In the listing below, find each line that holds "blocked" and list it.

● **Extracted entries**:
= = = = =
Issue #552, opened 2026-08-15
The pair check is inert for every record that already exists


realmarcin:
Review finding from #549, deliberately left out of it.

#544 makes `d4d api run` record a full/core pair verdict. Nothing gives that
verdict to the 122 records already on disk, so `runs check` reports:

```
ⓘ  122 record(s) predate the full/core pair check (#544); their pairs are
   unknown, not consistent.
```

That is honest, and it is also the entire corpus.

## Two distinct gaps

**1. The agentic arm ran the check and recorded it nowhere.** The playbook's
phase 4 runs `d4d_pair_consistency` twice — once with `--sync-core`, then again
without it as an independent check — and writes the outcome as prose into
`{PROJECT}_reconciliation.md`. None of it reaches the provenance record. So the
15 records of the 2026-08-11 arm, which are the ones that actually pass, report
`unrecorded` alongside the 12 v4 records that fail. The reporter currently
understates the arm that did the work.

**2. The 12 v4 records can be checked but are not.** Their artifacts are still
on disk and unmodified; `pair_consistency` reproduces the 11-of-12 result on
demand. Nothing writes it down.

## Why not in #549

Backfilling means writing 122 provenance records, each of which carries a
two-line header comment that a `yaml.safe_dump` round-trip strips. That is a
corpus-wide write and deserves its own canary and its own review, not a rider
on the PR that adds the check.

It also needs a decision first: a backfilled verdict is computed today about
today's files, not attested by the run. It must be labelled as such — the same
distinction `backfill-effort` draws between observed and asserted — or it will
later read as something the run established.

## Options

1. `d4d provenance backfill-pairs`, reporting by default and writing only under
   `--execute`, using the existing record writer so the header survives.
2. Have the playbook write the block at phase 4, fixing the agentic path going
   forward but not retroactively.
3. Both — (2) for new runs, (1) once for the existing corpus.

(3) is the only one that makes the reporter meaningful for both arms.

PR #597, opened 2026-08-18
Give the generation record a schema, and let it reference everything else

realmarcin:
Answers "don't we already have metadata output about d4d generation?" — we have
three overlapping artifacts, and the authoritative one had no schema.

| artifact | scope | schematised? | authoritative? |
|---|---|---|---|
| `{PROJECT}_provenance.yaml` | per run, 25 top-level keys | **no** | **yes** |
| `{PROJECT}_reasoning.jsonl` | per attempt | no | yes |
| `data/run_telemetry/{label}.yaml` | per label, 12 LinkML classes | **yes** | **no** (derived) |

In a repository whose purpose is schematising metadata, the only piece with a
LinkML schema was the derived report — and `AttemptTelemetry`'s 13 attributes
are a re-derivation of `api_usage` plus the reasoning sidecar.

## One record, referencing the rest

The record already named 9 of the 13 relevant artifacts: bundle, manifest,
prompts, playbooks, schemas, outputs, phase snapshots. It did **not** name the
reasoning log beside it, the prompt registry its hashes were judged against, the
digest inventory, or the telemetry report derived from it. `companions` adds
those four.

**By reference, not by copy.** A registry is shared across runs and appended to
over time: inlining it would multiply it into every record and still not say
which version was in force. A hash does. And a missing file is recorded with
`present: false` rather than omitted — an absent reasoning log is a fact about
the runtime (#400), not a gap in the record.

## The schema describes today's record

Surveyed across all 195 records before writing a line of it. The shape genuinely
varies — a `live` record has `model`/`system`/`api_usage`, a `derived` record has
`derivation`/`sources` and none of those, older records predate later blocks. So
only what **every** record has is required. Requiring a field an honest record
cannot have would make the schema a fiction.

Blocks still being added to are `AnyBlock` (`class_uri: linkml:Any`): the block
exists and its purpose is stated, its interior is not frozen. `grounding` gained
a finding kind this week — a schema needing an edit before an additive change
could be recorded would be a brake rather than a contract.

**All 195 records validate.** `d4d provenance validate-records --strict` is the
gate, and a record missing a required field is rejected — asserted, or the
schema would be decorative.

## Deliberately not imported by the main schema

It describes the pipeline, not a dataset. Importing it would move the `Dataset`
digest a generation arm is frozen against. Verified unchanged at `44d29023`.

## What this does not do

It does not yet collapse the three artifacts into one file — `reasoning.jsonl`
still sits beside the record, telemetry is still written separately. That is a
format migration, and it belongs after the arm, on records that already
validate against a schema.

9 tests. Suite: 2151 passed, 4 skipped.

Generated with Claude Code

### DIFF
--- a/src/data_sheets_schema/cli/provenance.py
+++ b/src/data_sheets_schema/cli/provenance.py
@@ -655,3 +655,52 @@ def backfill_context(execute, label):
                f"; {skipped} skipped as having no api_usage (agentic runs)")
     if not execute:
         click.echo("Nothing was changed. Re-run with --execute to write.")
+
+
+@provenance.command("validate-records")
+@click.option('--strict', is_flag=True, help='exit 1 if any record fails')
+@click.option('--label', default=None, help='restrict to one run label')
+def validate_records(strict, label):
+    """Validate generation records against their own LinkML schema.
+
+    This repository schematises metadata about datasets, and its own generation
+    metadata was a hand-built dictionary that nothing could check — 25
+    top-level keys and no definition. The one artifact that did have a schema,
+    `d4d_run_telemetry.yaml`, is the derived report rather than the
+    authoritative record.
+
+    The schema is deliberately not imported by `data_sheets_schema.yaml`: it
+    describes the pipeline, not a dataset, so importing it would move the
+    `Dataset` digest a generation arm is frozen against.
+    """
+    import subprocess
+    import sys
+
+    from data_sheets_schema.provenance import CONCAT_DIR
+
+    schema = Path("src/data_sheets_schema/schema/d4d_generation_record.yaml")
+    paths = sorted(CONCAT_DIR.glob("*_core/*/*_provenance.yaml"))
+    if label:
+        paths = [p for p in paths if p.parts[-2] == label]
+    if not paths:
+        click.echo("no records matched")
+        return
+
+    failed = []
+    for p in paths:
+        r = subprocess.run(
+            ["poetry", "run", "linkml-validate", "-s", str(schema),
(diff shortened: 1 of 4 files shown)


realmarcin:
Adversarial review done. No blocking findings; one caveat filed as #598.

**Verified the schema can actually reject a bad record** — a schema that accepts everything is decorative. Seven mutations of a real record, all rejected, control accepted:

```
REJECTED  a bogus record_mode
REJECTED  record_version as a string
REJECTED  record_generated_at as garbage
REJECTED  run missing its project
REJECTED  an unknown top-level key
REJECTED  schema block replaced by a string
REJECTED  replicate as a string
accepted  unchanged (control)
```

**Verified the write path**, not just the reader: `build_record` in both `live` and `reconstructed` mode produces `companions` and the result validates. The corpus-wide pass is 195/195.

**#598 — companion references must not be backfilled.** Every other block added this month was backfilled onto the existing 195 (#552, #568). This one must not be: `prompt_registry.md5` asserts *which version of the pin registry a run was judged against*, and hashing today's into a record from 2026-07-27 would assert it was checked against pins that did not then exist — the registry has rotated four times since. That is #470's error, not #568's arithmetic-over-existing-evidence. Filed so nobody adds `backfill-companions` later without noticing. Older records simply have no `companions` block, the schema makes it optional, and all 195 validate.

**Digest unmoved**: `44d29023`. The schema is not imported by `data_sheets_schema.yaml`, so the arm stays frozen against the same digest.

Suite: 2151 passed, 4 skipped.

Issue #606, opened 2026-08-18
[v5] Readiness tracker #2: what the 2026-08-17 Codex review found


realmarcin:
Second Codex readiness review, saved verbatim at
`notes/codex_v5_readiness_review_2026-08-17.md`.

**Verdict: not ready.** 13 defects — 2 blockers, 8 high, 3 medium — reviewing
the delta since the first review, whose 14 findings were all closed.

Each was verified against the working tree before filing. Where the review's
line references drifted, the finding was still real; nothing was filed on trust.

### P0 — blockers

| | issue | why |
|---|---|---|
| 1 | #599 | a mistyped `--canary-baseline` makes a run with 999 defects in every metric evaluate `ok`; the gate is also opt-in, and a resumed batch cannot re-gate |
| 2 | #600 | `superseded_by` is declared for five sources and the resolver ignores it, so a superseded release ties with the one replacing it |
| 3 | #601 | resume invalidation is one level deep, so core and report can survive a replaced full record |

### P1 — high

| | issue | |
|---|---|---|
| 4 | #602 | the canary measures two of the five preregistered outcome families — the #591 pattern, unfixed in general |
| 5 | #603 | four defects in the instruction texts: provenance-vs-minting contradiction, "two conditions exist", stale "four rules", ranking leaking into single-source arms |
| 6 | #604 | audit findings that name no record; the report still cannot see its diff and repair invalidates it afterwards; flat `--out-dir` records paths that do not exist |

### P2

| | issue | |
|---|---|---|
| 7 | #605 | the record schema is opt-in, mode-blind, and three descriptions contradict the writers |

## What the review confirmed as sound

- the v5 prompt is correctly registered and pinned; all 11 prompt files
  canonical and the pinned commit reproduces the current SHA-256
- no defects found outside the six areas examined

## A pattern worth naming

Three of these are the same defect class as ones already fixed: #599 is
"not established is not fine" missed inside the gate built to enforce it, #603's
"two conditions exist" is derive-don't-restate (#340, #467, #563, #593), and
#605 is a check that exists but is not on the generation path (#582). The
review is finding categories this codebase already knows about, in new places.

realmarcin:
Superseded by the 2026-08-19 readiness review (notes/codex_v5_readiness_review_2026-08-19.md), which dispositioned every item from the 08-17 review (12/14 fixed; the two remainders became #638/#639, both now fixed) — and by the arm itself completing.

Issue #601, opened 2026-08-18
[v5-P0] Resume invalidation is not transitive, so core and report can survive a replaced full record


realmarcin:
From the Codex readiness review of 2026-08-17. **Blocker.**

#575 made a rejected artifact drop its producers *and its direct consumers*.
That is one level, and the dependency graph is deeper:

```
full -> reconcile_full -> "Reconciled full record" -> reconcile_core -> report
```

When the full artifact is rejected, the phases requiring `"Completed full
record"` are dropped. `reconcile_core` requires `"Reconciled full record"` and
`report` requires that too — neither names `"Completed full record"`, so neither
is invalidated. After `reconcile_full` re-runs and produces different bytes,
`reconcile_core` and `report` can stay in `done` and be skipped.

**An interrupted run can therefore ship a core record and a reconciliation
report reconciled against a full record that no longer exists.**

Separately, progress records completed phase *names* and the audit text, but no
hash of the artifacts the audit consumed. An artifact that changes but stays
record-shaped passes `_looks_like_a_record`, so the old audit stays marked
complete with nothing tying it to the pair it audited.

## Fix

- Invalidate the transitive closure, not the direct consumers: walk
  `PHASE_NEEDS` to a fixed point.
- Persist a hash per phase input in the progress file, and invalidate when a
  hash no longer matches — the same reasoning that makes the pair and validation
  verdicts pin their artifacts (#426, #544).

This matters because arms take hours and interruption is normal — #513 is the
precedent, and the resume path exists for exactly that.

realmarcin:
Fixed in #607.

Issue #600, opened 2026-08-18
[v5-P0] Source priority ignores superseded_by, which the manifest already declares


realmarcin:
From the Codex readiness review of 2026-08-17. **Verified. Blocker.**

`decide()` returns no winner for the conflicts the manifest explicitly resolves:

```
AI_READI  dataset_documentation vs dataset_documentation_v3  -> winner=None
AI_READI  fairhub_dataset       vs fairhub_dataset_v3        -> winner=None
```

And the manifest **already says which is current**:

```
AI_READI  dataset_documentation          superseded_by=dataset_documentation_v3
AI_READI  fairhub_dataset                superseded_by=fairhub_dataset_v3
CM4AI     october_2025_dataverse_release superseded_by=june_2026_dataverse_release
VOICE     physionet_3_0_0                superseded_by=physionet_3_1_0
```

Five sources declare supersession. My resolver reads `source_type` and
`priority` and ignores `superseded_by` entirely, so a superseded source ties
with the release that replaced it — and by the equal-tier rule the record then
represents the disagreement instead of resolving it.

This is the exact case the mechanism was built for. Harry's CHORUS example
happened to differ by type (`documentation` vs `tutorial`), so it resolved and I
did not test the version-supersession case, which is the commoner one.

## It also splits the two runtimes

`source_ranking_block` sends tier, id and type — not `superseded_by`,
`captured_at`, or the curation note that says which to prefer. Meanwhile
`.claude/commands/d4d-agent.md` separately tells the agentic path to resolve
conflicts by authority *and recency*. So on these four conflicts the API arm
sees a tie and the agentic arm has a recency rule: same condition, two answers.

## Fix

- `superseded_by` outranks tier: a source explicitly replaced by another loses
  to it, whatever their types.
- Send the basis to both runtimes, not just the tier.
- Reconcile or remove `d4d-agent.md`'s independent recency tie-breaker, so one
  rule governs both paths.

realmarcin:
Fixed in #607.

Issue #599, opened 2026-08-18
[v5-P0] A mistyped canary baseline evaluates as ok, disabling the gate silently


realmarcin:
From the Codex readiness review of 2026-08-17. **Verified. Blocker.**

```
baseline_for('AI_READI', 'TYPO_DOES_NOT_EXIST')
  {'pair errors': None, 'report findings': None,
   'ungrounded identifiers': None, 'resolver URLs in identifier slots': None}

verdict(run_with_999_defects_in_every_metric, that_baseline)
  ok
```

A run with 999 pair errors, 999 report findings, 999 ungrounded identifiers and
999 resolver URLs passes the gate, because the *baseline* is missing rather than
the measurement.

## I wrote the test that encodes this

`test_a_missing_baseline_never_regresses` asserts exactly this behaviour, with
the reasoning: *"No bar is not a failed bar. A first-ever arm has nothing to
compare against and must not be blocked by that."*

That reasoning is right for a genuinely first arm and wrong for everything else,
and the code cannot tell the two apart. The distinction the whole corpus turns
on — "not established" is not "fine" — is the one I failed to draw here, in the
gate whose entire purpose is drawing it.

## Two further ways the gate is weaker than it reads

- `--canary-baseline` defaults to `None`, so **no gate runs unless the operator
  opts in**. The protection is opt-in on the command that spends the money.
- A resumed batch cannot re-gate: `execute()`'s completed-run early return omits
  `checks`, so every metric is `None` and the canary reports `unmeasurable`.

## Fix

- A baseline that was *requested* and matched no records is an error, not an
  absence. Fail with the prefix that matched nothing.
- A metric whose baseline is `None` while others resolved is `unmeasurable`, not
  `ok`.
- Keep "no baseline at all" permissible only when none was asked for, and say so
  in the output rather than passing silently.
- Decide whether `--canary-baseline` should default to the previous arm rather
  than to nothing.

realmarcin:
Fixed in #607.

PR #607, opened 2026-08-18
Fix the three v5 blockers from the 2026-08-17 review (#599, #600, #601)

realmarcin:
The three blockers from the 2026-08-17 Codex readiness review
(`notes/codex_v5_readiness_review_2026-08-17.md`, tracked in #606).

Every finding was verified against the working tree before filing; Codex's line
references drifted in places but each finding was real.

## #599 — a mistyped baseline passed the canary

```
baseline_for('AI_READI', 'TYPO_DOES_NOT_EXIST')  ->  {every metric: None}
verdict(run_with_999_defects_everywhere, that)   ->  ok
```

**I wrote the test that asserted this**, reasoning *"No bar is not a failed bar.
A first-ever arm has nothing to compare against and must not be blocked by
that."* True of an arm with no baseline, false of a typo, and the code could not
tell them apart — "not established is not fine", missed inside the gate built to
enforce it.

`verdict` now takes `baseline_requested`:

| case | verdict |
|---|---|
| baseline asked for, resolved | compared |
| baseline asked for, matched nothing | **unmeasurable** |
| baseline asked for, *partially* resolved | **unmeasurable** |
| no baseline asked for | ok, and says so |

The partial case matters: a gate that passes on the metrics it happens to have
is the #591 hole in another form.

Second half: `execute()`'s completed-run early return omitted `checks`, so every
metric was None on a resumed batch and a sweep interrupted after a **passing**
canary could not fan out under the gate it had already satisfied. The checks are
recomputed there from the bytes on disk — returning a verdict the record
asserted earlier would report a clean bill nobody checked.

## #600 — the manifest already said which source wins

`decide()` ignored `superseded_by`, declared for five sources all along, so a
superseded release *tied* with its replacement and the tie meant "cannot
decide":

| project | conflict | now resolves to |
|---|---|---|
| AI_READI | `dataset_documentation` | `dataset_documentation_v3` |
| AI_READI | `fairhub_dataset` | `fairhub_dataset_v3` |
| CM4AI | october 2025 release | june 2026 release |
| VOICE | `physionet_3_0_0` | `physionet_3_1_0` |

Supersession beats tier — it is a statement about *these two sources*, not about
their kinds — and follows a chain, not just a direct link. Harry's CHORUS case
differed by type, so it resolved, and the commoner version case went untested.

Both runtimes are told: the API ranking block marks a superseded source and says
the mark beats the tier, and `d4d-agent.md` loses its own "authority and
recency" tie-breaker, which had been giving the two paths different answers.

## #601 — invalidation was one level deep

```
full -> reconcile_full -> "Reconciled full record" -> reconcile_core -> report
```

`reconcile_core` and `report` need the *reconciled* record, so neither named a
discarded `Completed full record` and neither was invalidated. After
`reconcile_full` re-ran with different bytes both could stay `done` and be
skipped — **shipping a core record and a report reconciled against a full record
that no longer exists.**

`_dependents_of` walks `PHASE_NEEDS` to a fixed point, deriving what each phase
publishes from `PHASE_ARTIFACT` so a new phase is covered without a second list.
Discarding the full record now invalidates all six phases.

Progress also stores each artifact's md5: `_looks_like_a_record` cannot tell
*which* record it is looking at, so changed bytes now invalidate the work that
depended on them (#426, #544).

Suite: 2163 passed, 4 skipped.

Generated with Claude Code

### DIFF
--- a/.claude/commands/d4d-agent.md
+++ b/.claude/commands/d4d-agent.md
@@ -185,8 +185,13 @@ For each project (AI_READI, CM4AI, VOICE, CHORUS):
 When multiple sources describe the same dataset:
 1. Merge complementary information from all sources
 2. Prefer more detailed and specific information over generic descriptions
-3. Resolve conflicts using authority and recency metadata within the current
-   source bundle
+3. Resolve conflicts by the declared ranking, not by your own reading of
+   authority and recency: `source_priority` in
+   `data/preprocessed/source_manifest.yaml`, and `superseded_by` where a source
+   states which one replaced it. `d4d download priority --project X --decide
+   a,b` answers a specific pair. An independent recency rule here gave the two
+   runtimes different answers on the same conflict (#600); where the ranking
+   cannot decide, represent the disagreement rather than choosing
 4. Never consult an older generated D4D to fill a gap or break a tie
 
 ## Runtime Cases
--- a/notes/codex_v5_readiness_review_2026-08-17.md
+++ b/notes/codex_v5_readiness_review_2026-08-17.md
@@ -1,0 +1,255 @@
+# Codex readiness review #2 for a v5 generation arm — 2026-08-17
+
+Second independent adversarial review, run after the eight PRs that closed the
+findings of the first one (`notes/codex_v5_readiness_review_2026-08-15.md`).
+
+| | |
+|---|---|
+| date | 2026-08-17 |
+| reviewer | Codex (GPT-5.x), via the `codex:rescue` plugin |
+| session id | `01a012ef-79a2-7550-a722-546ef5f626ac` |
+| resume | `codex resume 01a012ef-79a2-7550-a722-546ef5f626ac` |
+| repo state | `main` at `e6b99727` |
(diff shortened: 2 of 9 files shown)


realmarcin:
Adversarial review done. **No new defects** — the first round in a while where the review found nothing to file.

Probed the riskiest piece, the transitive invalidation, for the two ways it could be wrong:

- **over-reach**: discarding core does *not* discard `full` (nothing upstream depends on it), but *does* discard `reconcile_full` — correct, since #566 made that phase consume the core record. A closure that over-reaches throws away good work on a multi-hour arm.
- **non-termination**: the fixed-point walk terminates on a synthetic self-dependency. The graph is derived from `PHASE_NEEDS` and nothing guarantees it acyclic.
- **backward compatibility**: progress files predating this carry no `artifact_md5`, and there are such files on disk from 2026-07-31. `recorded is not None` keeps the old behaviour for them; treating a missing hash as a mismatch would re-run every resumable phase of every older run.

All four properties are now tests rather than things I checked once.

Suite: 2167 passed, 4 skipped.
= = = = =
● **Written response**:
compare against and must not be blocked by that."*
A first-ever arm has nothing to compare against and must not be blocked by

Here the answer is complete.